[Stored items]
PR #2233, opened 2026-01-19
OpenPGPKeyGenerator: Add factory methods for OpenPGP keys based on RSA

vanitasvitae:
This PR adds two factory methods for generating RSA-based OpenPGP keys.


dghgit:
Thanks for the patch, now merged.

PR #2236, opened 2026-01-21
OpenPGPCertificate: Allow getting encryption keys by purpose

vanitasvitae:
The OpenPGP protocol defines two different encryption key flags: ENCRYPT_STORAGE and ENCRYPT_COMMS.

This PR adds methods to select encryption keys of a certificate by passing in key flags as array of masks.
This allows the user to encrypt a message for a specific use-case, such as data in transmission or data at rest.


vanitasvitae:
This got merged as fcedfe315c4c83626b51f0c9f7bd8f2d80b3e88d

Issue #2239, opened 2026-01-23
Always add exception cause


hendrikebbers:
Today Bouncy Castle uses several different ways/pattern how exceptions are handled. In general the best practice would be code like this:

```
try {
    doSomeMagic(); 
} catch(AnyException e) {
    throw new ConcreteException("Error in doing some magic!", e);
}
```

While many places of Bounce Castle follow that pattern some places are use other patterns like this:

```
try {
    doSomeMagic(); 
} catch(AnyException e) {
    throw new ConcreteException("Error in doing some magic:" + e.getMessage());
}
```

By doing so the original exception (including any possible cause and stack trace) got lost. Especially for application in production that relay on logging regarding errors, those information are very important to understand the cause of an exception.

There are even some other patterns in the code like this snippet from [DerUtil.java](https://github.com/bcgit/bc-java/blob/09212a09769b6cca130c9d54f9c27d264e6d7531/core/src/main/java/org/bouncycastle/crypto/util/DerUtil.java#L30):

```
static byte[] toByteArray(ASN1Primitive primitive)
    {
        try
        {
            return primitive.getEncoded();
        }
        catch (final IOException e)
        {
            throw new IllegalStateException("Cannot get encoding: " + e.getMessage())
            {
                public Throwable getCause()
                {
                    return e;
                }
            };
        }
    }
```

A good starting point to find the places that does not use the best practice pattern is by [searching in the project for `e.getMessage()`](https://github.com/search?q=repo%3Abcgit%2Fbc-java%20e.getMessage()&type=code).

I would be more than happy to work on this issue and migrate all exception handling in Bounce Castle to the same pattern. If you agree on this please assign me to the issue and leave a comment :)

dghgit:
IllegalStateException and IllegalArgumentException have now been addressed.

dghgit:
IOException and GeneralSecurityException have now been dealt with as well.

PR #2250, opened 2026-02-01
Always add exception cause (first PR)

hendrikebbers:
This PR is based on https://github.com/bcgit/bc-java/issues/2239

The PR does not fix the issue but only changes some first places. Once the PR is merged I will continue by creating PRs for each module.


dghgit:
This has been applied using the Exceptions class. New behavior is in the version on https://www.bouncycastle.org/betas

Issue #2234, opened 2026-01-20
DeltaCertificateRequestAttributeValueBuilder cannot encode only deltas differences as per draft-bonnell-lamps-chameleon-certs §5.1


coeditor600:
Hello Bouncy Castle team,
I’m currently working with the org.bouncycastle.asn1.x509.DeltaCertificateDescriptor and related classes introduced for Chameleon Certificates. While reviewing and using the Implementation, I noticed following problem:

### Problem
The class DeltaCertificateRequestAttributeValueBuilder does not provide a mechanism to encode only the differences between the base certificate and the delta certificate, as described in Section 5.1 of the Chameleon Certificates draft:

Internet-Draft:
https://datatracker.ietf.org/doc/draft-bonnell-lamps-chameleon-certs/
Relevant section: §5.1 – Creating a Certificate Signing Request for Paired Certificates

According to the draft, the Delta certificate request is intended to encode only the difference to the base certificate. However, the current builder API requires explicitly setting all fields and does not support automatic diffing against a base certificate.

### Impact

* Increases risk of non-compliant outputs
* Forces external logic to implement the diffing between base and delta certificates

### Proposed Improvement
I have already implemented a draft solution that:

* compares a base certificate and delta certificate
* encodes only fields whose values differ
* produces a DeltaCertificateDescriptor aligned with §5.1 of the draft

I would like to contribute this enhancement to this project, via a new builder method or constructor that takes a base certificate or a dedicated “delta-only” encoding API.

### Questions

Is this limitation already known?
Would the maintainers be open to a pull request implementing delta-only encoding?
Is there a preferred design direction (API shape, naming, packages)?

I’m happy to open a PR once I understand the preferred approach.

Thank you for your work on Bouncy Castle and for reviewing this issue.

dghgit:
Now fixed and in https://www.bouncycastle.org/betas

PR #2259, opened 2026-02-18
DeltaCertificateRequestAttributeValueBuilder cannot encode only differences compared to the base certificates

coeditor600:
This is a PR to fix the chameleon certificate differences mentioned in Issue #2234


ligefeiBouncycastle:
Thanks for the PR! Now the code has been merged into the main branch, and later it will be included in [https://www.bouncycastle.org/betas](https://www.bouncycastle.org/betas).

PR #2272, opened 2026-03-12
EC: Validate local EC domain parameters for MQV key agreement

Joowon-Seo:
Add validation during MQV key agreement initialisation to ensure
the local static and ephemeral EC keys share the same domain parameters.

Previously these parameters were not explicitly validated, allowing
mismatched keys to proceed until later stages of the agreement.

Tests added for matching and mismatched curve scenarios.


peterdettman:
The proposed test case `ECKeyAgreementDomainValidationTest` does not test ECMQV, and already passes without the proposed changes in `KeyAgreementSpi`. Those `KeyAgreementSpi` changes are also redundant with checks done by `new MQVPrivateParameters(staticPrivKey, ephemPrivKey, ephemPubKey)` (The TODO seems a bit obsolete).

It may be worth adding a test case to `org.bouncycastle.jce.provider.test.MQVTest` confirming the existing checks already work, and also reviewing whether all the other-party keys are also checked when they are available.

PR #47, opened 2021-04-01
copied verbatim part proposed for removal by CF

volodymyrss:


burnout87:
I might be missing something, but isn't this PR a duplication of #48  ?

volodymyrss:
> I might be missing something, but isn't this PR a duplication of #48 ?

it is not!

volodymyrss:
> I might be missing something, but isn't this PR a duplication of #48 ?

you might be confused by the fast that this one here at first contained stray commit (it was reverted almost immediately, but you must have seen it). Sorry for that!
But they are not the same.
Also this is a draft, and has no reviewers assigned. Let's not think about it much now. Even if it was in fact duplicated, it would not be a problem.

Purpose of each PR is indicated in their titles, and they are clearly distinct.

**WORK INSTRUCTIONS**: The answer must be every line from the records above that contains "understand".

**ANSWER SPACE**:
By doing so the original exception (including any possible cause and stack trace) got lost. Especially for application in production that relay on logging regarding errors, those information are very important to understand the cause of an exception.
I’m happy to open a PR once I understand the preferred approach.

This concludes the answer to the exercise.